● Exercise directions
Your answer must be an exact transcription of every entry.

● Records for this exercise
PR #4461, opened 2021-04-30
E2E compile requires go-generate

pebrc:
Follow-up to https://github.com/elastic/cloud-on-k8s/pull/4460

When testing locally I missed this new requirement as I had already run generate manually. https://github.com/elastic/cloud-on-k8s/pull/4460 introduces the main build constraints into the e2e compilation. As a consequence code generation needs to run before we can compile the tests now.

### DIFF
--- a/Makefile
+++ b/Makefile
@@ -463,7 +463,7 @@ e2e-generate-xml:
 	@ hack/ci/generate-junit-xml-report.sh e2e-tests.json
 
 # Verify e2e tests compile with no errors, don't run them
-e2e-compile:
+e2e-compile: go-generate
 	@go test ./test/e2e/... -run=dryrun -tags='$(E2E_TAGS)' $(TEST_OPTS) > /dev/null
 
 # Run e2e tests locally (not as a k8s job), with a custom http dialer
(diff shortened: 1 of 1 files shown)


Makefile
```diff
@@ -463,7 +463,7 @@ e2e-generate-xml:
 	@ hack/ci/generate-junit-xml-report.sh e2e-tests.json
 
 # Verify e2e tests compile with no errors, don't run them
-e2e-compile:
+e2e-compile: go-generate
```
thbkrkr, line 466: I think we may have the same issue with `e2e-local`.

```
> GO_TAGS=release make e2e-local
# github.com/elastic/cloud-on-k8s/pkg/controller/common/license
pkg/controller/common/license/check.go:41:22: undefined: publicKeyBytes
make: *** [Makefile:473 : e2e-local] Erreur 2
```

Although if in most cases we run `e2e-local` with `GO_TAGS` empty, which incidentally, I just saw is broken.

```
> GO_TAGS='' make e2e-local
package run is not in GOROOT (/home/thb/dev/tools/go/src/run)
make: *** [Makefile:473 : e2e-local] Erreur 1
```

We need to quote `$(GO_TAGS)` like you did for `'$(E2E_TAGS)'`?

pebrc: Excellent points!

PR #4462, opened 2021-04-30
Update how to reset namespace node selector

thbkrkr:
* Use `kubectl` instead of `oc`.
* Not related but add `--overwrite` flag, useful with `e2e-local` when
test namespaces are not deleted but just cleaned before two runs.

Relates to https://github.com/elastic/cloud-on-k8s/issues/4128#issuecomment-830053470.


barkbay (approved):
lgtm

● Response
PR #4461, opened 2021-04-30
E2E compile requires go-generate

pebrc:
Follow-up to https://github.com/elastic/cloud-on-k8s/pull/4460

When testing locally I missed this new requirement as I had already run generate manually. https://github.com/elastic/cloud-on-k8s/pull/4460 introduces the main build constraints into the e2e compilation. As a consequence code generation needs to run before we can compile the tests now.

### DIFF
--- a/Makefile
+++ b/Makefile
@@ -463,7 +463,7 @@ e2e-generate-xml:
 	@ hack/ci/generate-junit-xml-report.sh e2e-tests.json
 
 # Verify e2e tests compile with no errors, don't run them
-e2e-compile:
+e2e-compile: go-generate
 	@go test ./test/e2e/... -run=dryrun -tags='$(E2E_TAGS)' $(TEST_OPTS) > /dev/null
 
 # Run e2e tests locally (not as a k8s job), with a custom http dialer
(diff shortened: 1 of 1 files shown)


Makefile
```diff
@@ -463,7 +463,7 @@ e2e-generate-xml:
 	@ hack/ci/generate-junit-xml-report.sh e2e-tests.json
 
 # Verify e2e tests compile with no errors, don't run them
-e2e-compile:
+e2e-compile: go-generate
```
thbkrkr, line 466: I think we may have the same issue with `e2e-local`.

```
> GO_TAGS=release make e2e-local
# github.com/elastic/cloud-on-k8s/pkg/controller/common/license
pkg/controller/common/license/check.go:41:22: undefined: publicKeyBytes
make: *** [Makefile:473 : e2e-local] Erreur 2
```

Although if in most cases we run `e2e-local` with `GO_TAGS` empty, which incidentally, I just saw is broken.

```
> GO_TAGS='' make e2e-local
package run is not in GOROOT (/home/thb/dev/tools/go/src/run)
make: *** [Makefile:473 : e2e-local] Erreur 1
```

We need to quote `$(GO_TAGS)` like you did for `'$(E2E_TAGS)'`?

pebrc: Excellent points!

PR #4462, opened 2021-04-30
Update how to reset namespace node selector

thbkrkr:
* Use `kubectl` instead of `oc`.
* Not related but add `--overwrite` flag, useful with `e2e-local` when
test namespaces are not deleted but just cleaned before two runs.

Relates to https://github.com/elastic/cloud-on-k8s/issues/4128#issuecomment-830053470.


barkbay (approved):
lgtm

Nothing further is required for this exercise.